• **Provided data**
PR #42461, opened 2022-05-20
[9.x] Use route parameters in view

yoeriboven:
```php
Route::view('route/{parameter}', 'view');
```

I expected `$parameter` to be available in the view.
There is also [a test](https://github.com/laravel/framework/blob/c73253e51a3365a93eed0fb745f51771b89aa53c/tests/Integration/Routing/RouteViewTest.php#L21) which makes it seem like it is the expected behavior.

This will actually throw an exception:

```
Undefined variable $parameter
```

This PR fixes this.

It takes all function parameters, removes the [default values](https://github.com/laravel/framework/blob/c73253e51a3365a93eed0fb745f51771b89aa53c/src/Illuminate/Routing/Router.php#L277-L286) and adds them to the view's data.

### DIFF
--- a/src/Illuminate/Routing/ViewController.php
+++ b/src/Illuminate/Routing/ViewController.php
@@ -32,13 +32,18 @@ class ViewController extends Controller
      */
     public function __invoke(...$args)
     {
-        $parameters = array_filter($args, function ($key) {
+        $routeParameters = array_filter($args, function ($key) {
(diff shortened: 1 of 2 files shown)


jasonmccreary:
@taylorotwell, since this has been merged, what do we think about revisiting #40192 (this, but for implicitly bound models)?

PR #42463, opened 2022-05-20
[9.x] Rename $sleep argument to $sleepMilliseconds in retry method on PendingRequest

denniseilander:
When using the `retry()` method on the `Http` facade, you have to set the `$sleep` as second argument.
Now it is unclear whether the $sleep is in seconds or in milliseconds, although it makes sense that it is in milliseconds.

To clear up this confusion and maintain consistency with the `retry()` helper function (`Support/helpers.php`), I'v opened this PR which renames the `$sleep` argument variable into `$sleepMilliseconds`.

Before:
Screenshot 2022-05-20 at 15 30 57

After:
Screenshot 2022-05-20 at 15 29 16


marvin-wtt:
I'm not 100% sure but doesn't this break calls with named arguments?

driesvints:
@marvin-wtt named arguments don't fall under our BC policy: https://laravel.com/docs/9.x/releases#named-arguments

PR #42464, opened 2022-05-20
Attribute cast to array of enum

Cellard:
Count this PR as just an idea.

As Laravel supports Enum casting, it seems reasonable to add support for arrays with Enums.

This PR brings support of array with enum (e.g. `set` database column type) to Eloquent.

This PR implements syntax for `set` database column type:

```php
protected $casts = [
    'roles' => \App\Enums\RoleEnum::class . ':set',
];
```

And for `text` or `json` database column type:

```php
protected $casts = [
    'roles' => \App\Enums\RoleEnum::class . ':json',
];
```


taylorotwell:

PR #42606, opened 2022-06-01
[9.x] Handle undefined array key error

### LINKED ISSUE #42605: v9.15 has breaking change in route() helper: Unidentified array key 0
- Laravel Version: 9.15.0
- PHP Version: 8.0.18

### Description:
In v9.15.0 calling the route() helper with model parameters in a non-associative array will result in an ErrorException "Unidentified array key 0" being thrown in Route.php line 539.
I realize that the use of non-associative arrays is no longer documented, but as long as the order of the parameters was correct, it has worked until v9.14.0. 
If there have been any warnings in the upgrade guides that this would happen, I must have missed it. And it's especially unexpected in a minor release.

### Steps To Reproduce:
```php
route('route.name', [$someModel]); // Throws ErrorException
route('route.name', $someModel); // Also worked up until v9.14.0, now it throws ErrorException
```

ksassnowski:
Fixes #42605 

Oh boy, the gift that keeps on giving. Looks like there's yet another edge case.

## Summary

This PR fixes a regression when trying passing a model to the `route` helper for a route without route parameters.

```php
$model = new User(['id' => 1]);

Route::get('/foo')->name('foo');

route('foo', $model); // Used to return `/foo?1`, now throws an exception
```

While I think this behavior is pretty weird, I guess it shouldn't break between minor versions.

### DIFF
--- a/src/Illuminate/Routing/Route.php
+++ b/src/Illuminate/Routing/Route.php
@@ -536,7 +536,13 @@ class Route
     public function bindingFieldFor($parameter)
     {
         if (is_int($parameter)) {
-            $parameter = $this->parameterNames()[$parameter];
+            $parameters = $this->parameterNames();
+
+            if (!isset($parameters[$parameter])) {
+                return null;
+            }
+
+            $parameter = $parameters[$parameter];
         }
 
         return $this->bindingFields[$parameter] ?? null;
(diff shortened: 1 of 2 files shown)


driesvints:
At least we're adding tests for all of this 👍

PR #42609, opened 2022-06-01
[9.x] Utilize `Str::isJson` in JSON validation rule

ecrmnn:
This PR replaces the code used to validate JSON strings with `Str::isJson()`


taylorotwell:
If the current code is working not going to change it in case there are subtle behavior changes.

PR #42611, opened 2022-06-01
[9.x] Adds `Arr::filter`

ecrmnn:
I've been using `Arr` heavily and felt that it was missing a `filter` method.
Turns out it has been there all along, but is named `Arr::where`.

Almost every programming language as the concept of `map` and `filter`, 
so I think it would be more intuitive to call it `Arr::filter`.

To avoid a breaking change I've moved the logic to the new `filter` method, but kept `where` as a simple alias.

### DIFF
--- a/src/Illuminate/Collections/Arr.php
+++ b/src/Illuminate/Collections/Arr.php
@@ -177,6 +177,18 @@ class Arr
     }
 
     /**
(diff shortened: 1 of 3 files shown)


taylorotwell:
Think I'll just leave things as is.

PR #42613, opened 2022-06-01
[10.x] Adds int-backed `Enum` as an option for implicit route binding

przemyslaw-przylucki:
This pull request introduces implicit int-backed `Enum` route binding.

The original pull request which added enum route binding (https://github.com/laravel/framework/pull/40281) rejected them as an option, however, it didn't include the reason behind it.

If this PR gets rejected, we should still consider specifying in the docs that only string-backed enums are a viable option for the routing


src/Illuminate/Support/Reflector.php
```diff
@@ -141,20 +141,19 @@ public static function isParameterSubclassOf($parameter, $className)
...
 
     /**
-     * Determine if the parameter's type is a Backed Enum with a string backing type.
+     * Determine if the parameter's type is a Backed Enum.
      *
      * @param  \ReflectionParameter  $parameter
      * @return bool
      */
-    public static function isParameterBackedEnumWithStringBackingType($parameter)
+    public static function isParameterBackedEnum($parameter)
```
driesvints, line 149: Changing this method name is a breaking change unfortunately.

PR #42619, opened 2022-06-02
[9.x] Add additional uuid testing helpers

timacdonald:
This PR adds some testing helpers to the generation of UUIDs via the `Str` helper.

Currently in order to control UUID creation, you need to do the following...

```php
$uuid = Str::uuid();
Str::createUuidsUsing(fn () => $uuid);

// do stuff...

Str::uuid() === Str::uuid() === $uuid;

// cleanup...

Str::createUuidsNormally();
```

This locks the helper so that it only returns the one UUID throughout the whole process.

I find myself always having to re-learn how this works and that I have to capture a UUID first or needing to fake a specific UUID generation.

With this PR the following is now possible...

```php
Str::freezeUuids();

// do stuff...

Str::uuid() === Str::uuid() === $uuid;

// cleanup...

Str::createUuidsNormally();
```

You may also pass a closure to only freeze creation for the duration of the closure...

```php
Str::freezeUuids(function ($uuid) {
    // do stuff...
    Str::uuid() === Str::uuid() === $uuid;
});
```

Finally, it is also possible to provide a sequence of UUIDs to return. 
```php
Str::createUuidsUsingSequence([
    $zeroth = Str::uuid(),
    $first = Str::uuid(),
]);

Str::uuid() === $zeroth;
Str::uuid() === $first;
Str::uuid(); // back to random UUIDs
```

You may specify the keys if there are only certain instances you wish to sequence....

```php
Str::createUuidsUsingSequence([
    0 => ($zeroth = Str::uuid()),
    3 => ($third = Str::uuid()),
]);

Str::uuid() === $zeroth;
Str::uuid(); // random
Str::uuid(); // random
Str::uuid() === $third;
```

If you would like to throw an exception when there is no more UUIDs in the array, you pass a closure to control what happens when finding an index that has no specified UUID...

```php
Str::createUuidsUsingSequence([
    $zeroth = Str::uuid(),
    $first = Str::uuid(),
], fn () => throw new Exception('Sequence ended'));

Str::uuid() === $zeroth;
Str::uuid() === $first;
Str::uuid(); // THROWS
```

This closure is also called when there is a missing key if you specify specific keys in the sequence...

```php
Str::createUuidsUsingSequence([
    0 => Str::uuid(),
    3 => Str::uuid(),
], fn () => throw new Exception('Sequence ended'));

Str::uuid() === $zeroth;
Str::uuid(); // THROWS
```

### DIFF
--- a/src/Illuminate/Support/Str.php
+++ b/src/Illuminate/Support/Str.php
@@ -40,7 +40,7 @@ class Str
     /**
      * The callback that should be used to generate UUIDs.
      *
-     * @var callable
+     * @var callable|null
      */
     protected static $uuidFactory;
 
@@ -1113,7 +1113,14 @@ class Str
         static::$uuidFactory = $factory;
     }
 
-    public static function createUuidsUsingSequence(array $sequence, Closure $whenMissing = null)
+    /**
+     * Set the sequence that will be used to generate UUIDs.
+     *
+     * @param  array  $sequence
+     * @param  callable|null  $whenMissing
+     * @return void
+     */
+    public static function createUuidsUsingSequence(array $sequence, $whenMissing = null)
     {
         $next = 0;
 
@@ -1140,6 +1147,12 @@ class Str
         });
     }
 
+    /**
+     * Always return the same UUID when generating new UUIDs.
+     *
+     * @param  \Closure|null  $callback
+     * @return \Ramsey\Uuid\UuidInterface
+     */
     public static function freezeUuids(Closure $callback = null)
     {
         $uuid = Str::uuid();
@@ -1154,7 +1167,6 @@ class Str
 
         return $uuid;
     }
-
 
     /**
      * Indicate that UUIDs should be created normally and not using a custom factory.
--- a/src/Illuminate/Support/Str.php
+++ b/src/Illuminate/Support/Str.php
@@ -2,6 +2,7 @@
 
 namespace Illuminate\Support;
 
+use Closure;
 use Illuminate\Support\Traits\Macroable;
 use JsonException;
 use League\CommonMark\GithubFlavoredMarkdownConverter;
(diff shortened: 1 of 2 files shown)


timacdonald:
Please feel free to suggest / improve the naming. Went down the rabbit hole of "recycle" like words, but this felt the best at the end of the day for me.

src/Illuminate/Support/Str.php
```diff
@@ -1112,6 +1113,61 @@ public static function createUuidsUsing(callable $factory = null)
         static::$uuidFactory = $factory;
     }
 
+    /**
+     * Set the sequence that will be used to generate UUIDs.
+     *
+     * @param  array  $sequence
+     * @param  callable|null  $whenMissing
```
ksassnowski, line 1120: Any chance to change the `callable` type hint to something static analysis better understands? The recent updates to the Collections doc blocks were a really nice QoL improvement and I'd love for more code to be annotated like that :)

```php
/**
 * @param null|callable(): UuidInterface $whenMissing
 */
```

Same for all the other methods that take a callback as a parameter.

tests/Support/SupportStrTest.php
```diff
@@ -891,6 +891,95 @@ public function testTransliterateStrict(string $value, string $expected): void
...
+        $this->assertSame((string) $uuids[0], (string) $uuids[1]);
+        $this->assertSame($uuids[1], $uuids[2]);
+        $this->assertSame((string) $uuids[1], (string) $uuids[2]);
+        $this->assertNotSame(Str::uuid(), Str::uuid());
+        $this->assertNotSame((string) Str::uuid(), (string) Str::uuid());
+
+        Str::createUuidsNormally();
+    }
+
+    public function testItCanSpecifyASquenceOfUuidsToUtilise()
```
ksassnowski, line 936: Typo in `Squence`

tests/Support/SupportStrTest.php
```diff
@@ -891,6 +891,95 @@ public function testTransliterateStrict(string $value, string $expected): void
...
+            0 => ($zeroth = Str::uuid()),
+            1 => ($first = Str::uuid()),
+            // just generate a random one here...
+            3 => ($third = Str::uuid()),
+            // continue to generate random uuids...
+        ]);
+
+        $retrieved = Str::uuid();
+        $this->assertSame($zeroth, $retrieved);
+        $this->assertSame((string) $zeroth, (string) $retrieved);
```
ksassnowski, line 948: Is the second assertion necessary? We're already checking that they're the same _instance_.

PR #42624, opened 2022-06-02
[9.x] Add `firstOrTap()` Eloquent methods

stevebauman:
### Description

This PR adds a `firstOrTap($closure, $attributes = [])` method on the Eloquent `Builder`, `BelongsToMany` relation, `HasManyThrough` relation, and the `HasOneOrMany` relation.

When no existing model is found, a new instance is provided to the callback.

An optional array of attributes can be supplied in the second parameter as where clauses, which will pre-populate the new model instance's attributes if no model is found.

### Purpose

These methods provide convenient encapsulation of logic that may obscure some of the outer logic.

### Example

```php
$user = User::where('...')->firstOrTap(function (User $User) {
    $user->fill(['...'])->save();
});
```

```php
$meta = $book->metadata()->where('key', 'author')->firstOrTap(function (Metadata $meta) {
    $meta->fill(['key' => 'author', 'name' => 'John Doe'])->save();
});
```

### DIFF
--- a/src/Illuminate/Database/Eloquent/Builder.php
+++ b/src/Illuminate/Database/Eloquent/Builder.php
@@ -522,6 +522,20 @@ class Builder implements BuilderContract
     }
 
     /**
+     * Get the first matching record or tap a new instance.
+     *
+     * @param Closure $callback
+     * @param array   $attributes
+     * @return \Illuminate\Database\Eloquent\Model|static
+     */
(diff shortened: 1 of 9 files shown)


eusonlito:
Is so easy as, no?

```php
$user = User::where('...')->firstOr(fn () => User::create($data));
```

Or using the `firstOrCreate` method.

• **Work task**
Among the lines above, which ones hold the string "sleepMilliseconds"? Show them.

• **Answer section**
[9.x] Rename $sleep argument to $sleepMilliseconds in retry method on PendingRequest
To clear up this confusion and maintain consistency with the `retry()` helper function (`Support/helpers.php`), I'v opened this PR which renames the `$sleep` argument variable into `$sleepMilliseconds`.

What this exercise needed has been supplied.